** Opening TASK MATERIAL block **

PR #313, opened 2021-03-14
initial commit

KevinLee5656:
Let me know if the caching and the separation of make commands were done correctly 👍

### DIFF
--- a/.github/workflows/main.yml
+++ b/.github/workflows/main.yml
@@ -19,16 +19,21 @@ jobs:
     steps:
       - uses: actions/checkout@v2
 
-      # TODO: cache all the setup
-
       - name: Setup directories
         run: |
           # create directory that will be on the PATH
           mkdir -p ~/.local/bin
           echo "${HOME}/.local/bin" >> $GITHUB_PATH
           mkdir -p ~/source
+      
+      - uses: actions/cache@v2
+        id: cache
+        with:
+          path: ~/.cache/pip
+          key: ${{ runner.os }}-pip-${{ hashFiles('**/requirements.txt') }}
 
       - name: Install gcc, clang, clang-format
+        if: steps.cache.outputs.cache-hit != 'true'
         run: |
           sudo add-apt-repository ppa:ubuntu-toolchain-r/test
           sudo apt-get update
@@ -51,6 +56,7 @@ jobs:
           MAKE_PATH: make-4.1
           MAKE_ARCHIVE_PATH: make-4.1.tar.gz
           MAKE_URL: http://ftp.gnu.org/gnu/make/make-4.1.tar.gz
+        if: steps.cache.outputs.cache-hit != 'true'
         run: |
           wget -nv $MAKE_URL
           tar xvf $MAKE_ARCHIVE_PATH
@@ -66,6 +72,7 @@ jobs:
           python-version: '3.x'
 
       - name: Install Python tooling
+        if: steps.cache.outputs.cache-hit != 'true'
         run: |
           pip install --user pylint
           pip install --user autopep8
@@ -90,17 +97,34 @@ jobs:
           pylint --version
           autopep8 --version
 
-      - name: Format and lint
+      - name: Format
         run: |
           make test_format
+
+      - name: Lint
           make lint
+
+      - name: Pylint
           make pylint
 
-      - name: Build and test
+      - name: Build stm32f0xx
         run: |
           make build_all PLATFORM=stm32f0xx DEFINES="${DEFINES}"
           make clean
+
+      - name: Build x86
+        run: |
           make build_all PLATFORM=x86 DEFINE="${DEFINES}"
           make test_all PLATFORM=x86 DEFINE="${DEFINES}"
+
+      - name: Test x86
+        run: |
+          make test_all PLATFORM=x86 DEFINE="${DEFINES}"
+          
+      - name: Pytest
+        run: |
           make pytest_all
+
+      - name: Build x86 with clang
+        run: |
           make build_all PLATFORM=x86 COMPILER=clang DEFINE="${DEFINES}"


.github/workflows/main.yml
```diff
@@ -19,16 +19,21 @@ jobs:
...
           # create directory that will be on the PATH
           mkdir -p ~/.local/bin
           echo "${HOME}/.local/bin" >> $GITHUB_PATH
           mkdir -p ~/source
+      
+      - uses: actions/cache@v2
+        id: cache
+        with:
+          path: ~/.cache/pip
+          key: ${{ runner.os }}-pip-${{ hashFiles('**/requirements.txt') }}
```
copperium, line 33: This only caches pip dependencies eh? You'll need to use a separate cache step with a separate id for each step you want to skip based on caching. The general rule as I see it is, whatever directories need to be cached go in `path`, optionally line break separated if there's multiple of them:
```
path: |
  ~/foo
  ~/bar
```
Then the key should be created by concatenating the os (`${{ runner.os }}`), the name of the thing you're caching, and then `hashFiles` on any files that determine whether the cache should be invalidated. I.e., for `pip`, any requirements.txt files in the repo could change what dependencies get installed, so we call `hashFiles` on all the requirements.txt files.

.github/workflows/main.yml
```diff
@@ -90,17 +97,34 @@ jobs:
...
+          make test_all PLATFORM=x86 DEFINE="${DEFINES}"
+          
+      - name: Pytest
+        run: |
           make pytest_all
-          make build_all PLATFORM=x86 COMPILER=clang DEFINE="${DEFINES}"
+
+      - name: Build x86 with clang
+        run: |
+          make build_all PLATFORM=x86 COMPILER=clang DEFINE="${DEFINES}"
```
copperium, line 130: Please add a newline at the end of the file!

.github/workflows/main.yml
```diff
@@ -90,17 +97,34 @@ jobs:
...
-      - name: Build and test
+      - name: Build stm32f0xx
         run: |
           make build_all PLATFORM=stm32f0xx DEFINES="${DEFINES}"
           make clean
+
+      - name: Build x86
+        run: |
           make build_all PLATFORM=x86 DEFINE="${DEFINES}"
           make test_all PLATFORM=x86 DEFINE="${DEFINES}"
```
copperium, line 118: This line shouldn't be here eh?

copperium (changes requested):
Awesome job Kevin, the one other thing is please fix the status badge in the readme!

.github/workflows/main.yml
```diff
@@ -19,25 +19,77 @@ jobs:
...
+        run: sudo apt-fast -y install clang-format-5.0
+
+        if: steps.cache-libc6-i386.outputs.cache-hit != 'true'
+        run: sudo apt-fast -y install libc6-i386
+
+        # for vcan module
+        if: steps.cache-linux-module.outputs.cache-hit != 'true'
+        run: sudo apt-fast -y install linux-modules-extra-$(uname -r)
+
+        run: |
```
copperium, line 92: I'm fairly certain you can only have one `if` and one `run` per step - this is a limitation of the YAML format. So you'll need to split these into multiple steps, one per if/run.

.github/workflows/main.yml
```diff
@@ -19,25 +19,77 @@ jobs:
...
+        id: cache-linux-module
+        with:
+          path: ~/.cache/pip
+          key: ${{ runner.os }}-linux-module
+
+      - uses: actions/cache@v2
+        id: cache-make
+        with:
+          path: ~/.cache/pip
+          key: ${{ runner.os }}-make
```
copperium, line 63: I'm not sure where clang, clang-format, make, etc are installed, but it's definitely not in `~/.cache/pip`! You'll need to figure out where the actual clang, make, etc binaries get downloaded and installed to and use those paths. This might involve reading the source of any actions in a `uses` step (like the one that installs `arm-none-eabi-gcc`) or running the commands on your machine and figuring out where things got installed to.

Also I notice there's no cache step for the installing arm-none-eabi-gcc step (`uses: fiam-arm-none-eabi-gcc@v1`)? It installs the toolchain we need to build for STM32, and it takes almost two full minutes to do so - we'll definitely need to cache that step.

.github/workflows/main.yml
```diff
@@ -19,25 +19,77 @@ jobs:
...
         run: |
           # create directory that will be on the PATH
           mkdir -p ~/.local/bin
           echo "${HOME}/.local/bin" >> $GITHUB_PATH
           mkdir -p ~/source
+     
+      - uses: actions/cache@v2
+        id: cache-gcc
+        with:
+          path: ~/.local/bin/gcc
```
copperium, line 32: The only thing this script does in `~/.local/bin` is set up some links that take a negligible amount of time to set up.  I don't think you need to cache `~/.local/bin/gcc` - figure out where GCC is actually installed to and use that directory instead.

copperium (changes requested):

copperium:
FYI if you think the failures might be because you need to clear the caches, you can change the relevant cache keys (like add a `-v1-` or something).

copperium:
Ah, I meant the cache *key* rather than the id - the key is how it determines if it has a cache for a directory.

copperium:
Small additional request once you get the caching working: since you're updating the readme, could you update the paragraph about CI to talk about GitHub Actions instead of Travis? Thanks :)

copperium:
So I did a little bit of research, and here's a couple things you can try:
* For caching apt-get dependencies, try following https://raymii.org/s/articles/Github_Actions_cpp_boost_cmake_speedup.html - you might have to look up what `dpkg` etc do but they seem to have a good tutorial on caching apt-get. (Their stuff on using multiple cores to speed up compilation might be a good idea too but that's for another ticket.)
* But if you can't get that working but can get other things working like caching `make` and the arm-gcc-embedded toolchain, I think it would be a good idea to merge the things that work now to get faster builds and then try again with caching the rest later.

meganpark01:
Used dpkg for the apt-get dependencies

** Closing TASK MATERIAL block **

■ THE TASK
If a line of the data contains the string "think", count it; then give the total alone.

■ REPLY TO THE EXERCISE
3